Safety and efficacy in children of an SQ-standardized grass allergen tablet for sublingual immunotherapy

Background Immunotherapy with the SQ-standardized grass tablet Grazax is efficacious and well-tolerated in adult patients with rhinoconjunctivitis. Allergic asthma and rhinoconjunctivitis are closely linked, and a strategy combining treatment of the upper and lower airways is recommended. Objective To investigate the efficacy of treatment with the grass tablet on grass pollen–induced rhinoconjunctivitis and asthma as well as the immunologic response and the safety profile in children. Methods A total of 253 children age 5 to 16 years, with grass pollen–induced rhinoconjunctivitis with/without asthma, were randomized 1:1 to active treatment or placebo. Treatment was initiated 8 to 23 weeks before the start of the grass pollen season 2007 and continued throughout the entire season. Symptomatic medication was provided as relief medication to both groups in a stepwise fashion.
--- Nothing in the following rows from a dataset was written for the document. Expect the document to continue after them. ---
PR #1700, opened 2022-05-16
Comparing modifiedAt before and after migration and finish earlier wh…

PK85:
…en CIS has error and not called KEB at all

**Description**

- Comparing modifiedAt before and after migration and finish earlier when CIS has error and not called KEB at all
- ...
- ...

**Related issue(s)**

### DIFF
--- a/tools/cli/pkg/ers/command/migrate_all.go
+++ b/tools/cli/pkg/ers/command/migrate_all.go
@@ -24,11 +24,11 @@ func NewMigrationAllCommand(log logger.Logger) *cobra.Command {
 	}
 
 	cobraCmd := &cobra.Command{
-		Use:     `migrate-all`,
-		Short:   `Triggers full SC migration accepting json objects as input.`,
-		Long:    `Migrates all instances that are feed through stdin in the form of json objects`,
+		Use:   `migrate-all`,
+		Short: `Triggers full SC migration accepting json objects as input.`,
+		Long:  `Migrates all instances that are feed through stdin in the form of json objects`,
 		Example: `  ers migrate -w2 -d	Triggers migration starting two workers`,
-		Args:    cobra.MaximumNArgs(1),
+		Args: cobra.MaximumNArgs(1),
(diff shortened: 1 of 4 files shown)


ralikio (approved):

szwedm (dismissed):
/lgtm

tools/cli/pkg/ers/model.go
```diff
@@ -26,7 +26,7 @@ type Instance struct {
 	Labels          string
 	LandscapeLabel  string
 	// TODO: Date comes in different format than specified
-	// ModifiedDate      date.Date //2021-10-04T112314.137Z
+	ModifiedDate   int //2021-10-04T112314.137Z
```
tillknuesting, line 29:
```suggestion
	ModifiedDate   int64 //2021-10-04T112314.137Z
```
However I would suggest in general to use [time.Time](https://pkg.go.dev/time#Time) type that we have in the standard library for timestamps. However `2021-10-04T112314.137Z` looks malformed to me as to `RFC3339` it should be "2021-10-04T11:23:14.137Z"?

Example how to parse timestamp string:

```
package main

import (
	"fmt"
	"time"
)

type Instance struct {
	ModifiedDate time.Time
}

func main() {
	timeStampString := "2021-10-04T11:23:14.137Z"

	timeStamp, err := time.Parse(time.RFC3339, timeStampString)
	if err != nil{
		fmt.Println(err)
		return
	}

	instance := &Instance{}

	instance.ModifiedDate = timeStamp

	fmt.Println(instance.ModifiedDate)
} 
```

tools/cli/pkg/ers/command/migrate_all.go
```diff
@@ -107,6 +107,7 @@ func (c *MigrationAllCommand) Run() error {
 
 	for _, instance := range instances {
```
tillknuesting, line 109:
```suggestion
```

szwedm (dismissed):
/lgtm

tillknuesting (dismissed):

szwedm (approved):
/lgtm

PR #1729, opened 2022-05-25
Fix GetKubeconfig step in deprovisioning queue

szwedm:
**Description**

- add not found error check,
- add tests for step.

**Related issue(s)**

### DIFF
--- a/components/kyma-environment-broker/internal/process/deprovisioning/get_kubeconfig_step.go
+++ b/components/kyma-environment-broker/internal/process/deprovisioning/get_kubeconfig_step.go
@@ -1,6 +1,7 @@
 package deprovisioning
 
 import (
+	"strings"
 	"time"
 
 	"github.com/kyma-project/control-plane/components/kyma-environment-broker/internal"
@@ -53,6 +54,11 @@ func (s *GetKubeconfigStep) Run(operation internal.DeprovisioningOperation, log 
 
 	status, err := s.provisionerClient.RuntimeStatus(operation.ProvisioningParameters.ErsContext.GlobalAccountID, operation.RuntimeID)
 	if err != nil {
+		if s.isNotFoundErr(err) {
+			log.Infof("shoot not found, skipping step")
+			operation.IsServiceInstanceDeleted = true
+			return operation, 0, nil
+		}
 		return handleError(s.Name(), operation, err, log, "call to provisioner RuntimeStatus failed")
 	}
 
@@ -72,4 +78,8 @@ func (s *GetKubeconfigStep) Run(operation internal.DeprovisioningOperation, log 
 	operation.K8sClient = cli
 
 	return operation, 0, nil
+}
+
+func (s *GetKubeconfigStep) isNotFoundErr(err error) bool {
+	return strings.Contains(err.Error(), "not found")
 }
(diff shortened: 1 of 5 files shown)


components/kyma-environment-broker/internal/process/deprovisioning/get_kubeconfig_step.go
```diff
@@ -73,3 +79,7 @@ func (s *GetKubeconfigStep) Run(operation internal.DeprovisioningOperation, log
 
 	return operation, 0, nil
 }
+
+func (s *GetKubeconfigStep) isNotFoundErr(err error) bool {
+	return strings.Contains(err.Error(), "not found")
```
wozniakjan, line 84: nit: is there by any chance an underlying type for the error in provisioner that we can cast on like it's done by apimachinery for kube-api errors?
https://github.com/kubernetes/apimachinery/blob/e3c6631c282ae532562559ff7b2ae93b1687a1ab/pkg/api/errors/errors.go#L525-L536

if there isn't then we probably keep it as is, it's just that I find the type check to be a little bit more robust against changes, e.g. someone can decide the message to become "Not found" or "isn't found" in the future which may break this code.

wozniakjan (dismissed):
/lgtm
/approve
/hold

feel free to unhold at your convenience if there is no way to type check on the error from provisioner.

components/kyma-environment-broker/internal/process/deprovisioning/get_kubeconfig_step.go
szwedm: at first I wanted to cast the error returned by provisioner to something identifiable, exactly like it is with k8s client and apimachinery errors, but it is not possible in this case. Provisioner transforms apimachinery errors to its own kind of error: 
https://github.com/kyma-project/control-plane/blob/main/components/provisioner/internal/gardener/provisioner.go#L206
https://github.com/kyma-project/control-plane/blob/main/components/provisioner/internal/util/errors.go#L26
All we get is error message in graphql.

tillknuesting: Would suggest to use https://pkg.go.dev/errors#Is to check for certain type of errors to support wrapped errors.

szwedm:
The deprovisioning operation was reaching 7h timeout, because this condition was always `true`:
https://github.com/kyma-project/control-plane/pull/1729/files#diff-db56336d92be215aaa1d4b69d9cd338aedd82c2f2cd5e623e6565142851fee0aL16

We modify `UpdatedAt` field right after deprovisioning begins:
https://github.com/kyma-project/control-plane/blob/main/components/kyma-environment-broker/internal/process/deprovisioning/initialisation.go#L107
https://github.com/kyma-project/control-plane/blob/main/components/kyma-environment-broker/internal/storage/driver/postsql/operation.go#L145

components/kyma-environment-broker/internal/process/deprovisioning/get_kubeconfig_step.go
tillknuesting: Since is out of scope to refactor the all other places I think its fine to it this way. But just in general in the codebase the errors are mostly handled unidiomatic.

szwedm: I changed the condition for repeating the step, it shouldn't run for more than 30 mins from the operation creation time, even when we miss "not found" error.

szwedm:
Deprovisioning will continue even when k8s client is not provided - case when Provisioner returns error when fetching Runtime Status. This way KEB will try to remove as much as it can during deprovisioning operation without failing the whole process.

wozniakjan (approved):
/lgtm
/approve

PR #1736, opened 2022-05-30
[testing]feature: kcp runtime functions for kubeconfig-serivce

AdrianPei:
**Description**

- ...
- ...
- ...

**Related issue(s)**

### DIFF
--- a/components/kubeconfig-service/pkg/endpoints/endpoint.go
+++ b/components/kubeconfig-service/pkg/endpoints/endpoint.go
@@ -3,6 +3,7 @@ package endpoints
 import (
 	"errors"
 	"net/http"
+	"sync"
 
 	"github.com/gorilla/mux"
 	authn "github.com/kyma-project/control-plane/components/kubeconfig-service/pkg/authn"
@@ -16,6 +17,9 @@ const (
 	mimeTypeYaml = "application/x-yaml"
 	mimeTypeText = "text/plain"
 )
+
+//mutex to avoid critical section in config map deployment
+var mu sync.Mutex
 
 //EndpointClient Wrpper for Endpoints
 type EndpointClient struct {
@@ -87,7 +91,7 @@ func (ec EndpointClient) generateKubeConfig(tenant, runtime string, userInfo aut
 		return nil, err
 	}
 
-	runtimeClient, err := run.NewRuntimeClient([]byte(rawConfig), userInfo.ID, userInfo.Role)
+	runtimeClient, err := run.NewRuntimeClient([]byte(rawConfig), userInfo.ID, userInfo.Role, tenant)
 	if err != nil {
 		return nil, err
 	}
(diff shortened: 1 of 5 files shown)


components/kubeconfig-service/pkg/runtime/runtime_kcp.go
```diff
@@ -0,0 +1,227 @@
...
+		return errors.Errorf("Failed to marshal patch, %s", err.Error())
+	}
+	_, err = rtc.KcpK8s.CoreV1().ConfigMaps(KcpNamespace).Patch(context.Background(), userID, types.JSONPatchType, payload, metav1.PatchOptions{})
+	if err != nil {
+		return errors.Errorf("Failed to update config map, %s", err.Error())
+	}
+	return nil
+}
+
+func (rtc *RuntimeClient) DeployConfigMap(runtimeID string, L2L3OperatiorRole string) error {
```
ebensom, line 156:
```suggestion
func (rtc *RuntimeClient) DeployConfigMap(runtimeID string, L2L3OperatorRole string) error {
```

components/kubeconfig-service/pkg/runtime/runtime_kcp.go
```diff
@@ -0,0 +1,227 @@
...
+	userID := rtc.User.ServiceAccountName
+	tenantID := rtc.User.TenantID
+
+	log.Info("Checking if the user exists")
+	startTime := time.Now().String()
+	cm, err := rtc.KcpK8s.CoreV1().ConfigMaps(KcpNamespace).Get(context.Background(), userID, metav1.GetOptions{})
+	if k8serrors.IsNotFound(err) {
```
ebensom, line 163: I think the (get + create) is a critical section where multiple concurrent goroutines (HTTP handler routines calling the endpoint handler) could in theory race for reading this configmap of the same user and creating the CM when it doesn't exist. In practice however it should not cause issues as it's doubdtful if there will be multiple concurrent kubeconfig requests in flight for the same user. Even `kcp taskrun` command queries kubeconfigs sequentially within a loop.

All further operations (addition, deletion during expiry) are executed as individual PATCH K8S API requests, which is ensured to be serialized by the K8S API so won't cause problems .

AdrianPei: add a global channel to avoid critical section

components/kubeconfig-service/pkg/endpoints/endpoint.go
```diff
@@ -102,5 +102,15 @@ func (ec EndpointClient) generateKubeConfig(tenant, runtime string, userInfo aut
 		return nil, err
 	}
 
+	run.CmChannel <- true
```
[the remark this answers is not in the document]
AdrianPei: replaced channel with mutex as suggested

ebensom (approved):

PR #1738, opened 2022-05-30
Exclude canceled and retrying operation states when treating last operation

ebensom:
**Description**

Issue: [KCP CLI runtime state flag not filtering all Runtimes in Succeeded state.](https://github.tools.sap/kyma/backlog/issues/2570)

[LastOperation](https://github.com/kyma-project/control-plane/blob/0f7ca11deae009a120ac1f5ca583779b31c03d81/components/kyma-environment-broker/internal/storage/postsql/read.go#L105) doesn't exclude the canceled state which is valid for orchestrated operations . So as a result theses instances will be excluded during inner join as part of the state query, but the runtimes endpoint will set succeeded state for them


ebensom:
> We cannot exclude pending operation, for example, if the update comes from a platform (ERS), the operations is created with a status Pending. Then, if any other operation for that instance is "in progress", then that update is still in pending. From OSB perspective, that operation is in progress!

Hm, he pending operation was excluded already when searching for the last operation. I only added canceled and retrying states. 
So you are saying the original code is wrong in the sense that `GetLastOperation` should also include pending ones?

piotrmiskiewicz:
The main problem is that the GetLastOperation is executed to get the lastest instance details:
https://github.com/kyma-project/control-plane/blob/main/components/kyma-environment-broker/internal/storage/driver/postsql/instance.go#L326

this is to copy instance details to new pending operation.

PR #1746, opened 2022-06-02
Disable ShootNetworkingFilter by default

franpog859:
**Description**

- Disable ShootNetworkingFilter by default so if there is no value or `nil` provided while provisioning, it'll be interpreted as `true`. The upgrade process does not change - no value or `nil` provided -> nothing happens, `true` provided -> the extension is being disabled, `false` -> the extension is being enabled

How to disable ShootNetworkingFilter on the existing shoot? Run the `upgradeShoot` mutation for this runtime with the `shootNetworkingFilterDisabled: true` provided:
```graphql
mutation {
  upgradeShoot(
    id: "SOME_RUNTIME_ID"
    config: {
      gardenerConfig: {
        shootNetworkingFilterDisabled: true
...
```

You can always check the actual `ShootNetworkingFilter` status by running the `runtimeStatus` query:
```graphql
query {
  runtimeStatus(id: "SOME_RUNTIME_ID") {
    runtimeConfiguration {
      clusterConfig {
        shootNetworkingFilterDisabled
...
```
You can also change it by manually modifying the Gardener Shoot. The value will be updated in the Provisioner's database after the next upgrade operation


wozniakjan (commented):
> * Disable ShootNetworkingFilter by default so if there is no value or `nil` provided while provisioning, it'll be interpreted as `true`.

this feels a little counterintuitive to me that users need to pass `true` in order to disable something, do I understand this correctly that
* `DisableShootNetworkingFilter == *true` - disabled
* `DisableShootNetworkingFilter == *false` - enabled
* `DisableShootNetworkingFilter == nil` - enabled

I think you don't need a pointer because the absence of the value (`nil`) means the same thing as the default value (`false`) for `bool` in go in this case.

But have you considered making this `EnableShootNetworkingFilter` instead? It will be also disabled by default, not need a pointer, but will be a little more intuitive to use imho, you will need to pass `true` to enable something, and if you don't, it's disabled by default just like `bool` in go is false by default.

franpog859:
@wozniakjan , thanks for the comment! I kept it this way (`disable` and not `enable`) because it's the literal equivalent of the Gardener spec. I didn't want to confuse any SRE person that it's some difference there

I also kept the pointer for two reasons. The first one is similar, it's a literal equivalent of the Gardener spec. The second, more important one, is that KEB doesn't provide this value yet so it just must be optional

franpog859:
I tested manually two scenarios:
1. Provision an SKR using the old Provisioner without `shootNetworkingFilterDisabled` provided - should be `null` in `runtimeStatus` and nothing in the Shoot - update the extension manually in the Shoot, set it to `true` - `runtimeStatus` should still give `null` - update Privisoner's image, run `upgradeShoot` with `nil` provided - it should be still `true` in the Shoot but also `true` in the `runtimeStatus` this time - update Shoot manually, changing the extension to `false` - run `upgradeRuntime` - there should be `false` in both Shoot and `runtimeStatus`
1. Provision an SKR using the new Provisioner without `shootNetworkingFilterDisabled` provided - `runtimeStatus` should give `true` and the Shoot should have `true` in the extension - run the `upgradeShoot` with `false` provided - Shoot extension and the `runtimeStatus` output should change - run the `upgradeShoot` without anything provided - nothing should change - run the `upgradeRuntime` - again nothing should change

akgalwas (approved):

Primary endpoints were rhinoconjunctivitis symptom and medication scores. Results The rhinoconjunctivitis symptom and medication scores and the asthma symptom score were all statistically significantly different between the 2 treatment groups. The differences in medians relative to placebo were 24%, 34%, and 64% in favor of active treatment. The immunologic response was similar to that observed in adults. The most common adverse reaction was oral pruritus, reported by 40 subjects (32%) in the active and 3 (2%) in the placebo group. Six subjects withdrew because of adverse events. No serious adverse events were assessed as treatment-related. Conclusion Immunotherapy with the grass tablet reduced grass pollen–induced rhinoconjunctivitis and asthma symptoms in a pediatric population and introduced an immunomodulatory response, consistent with treatment of the underlying allergic disease. The treatment was well tolerated.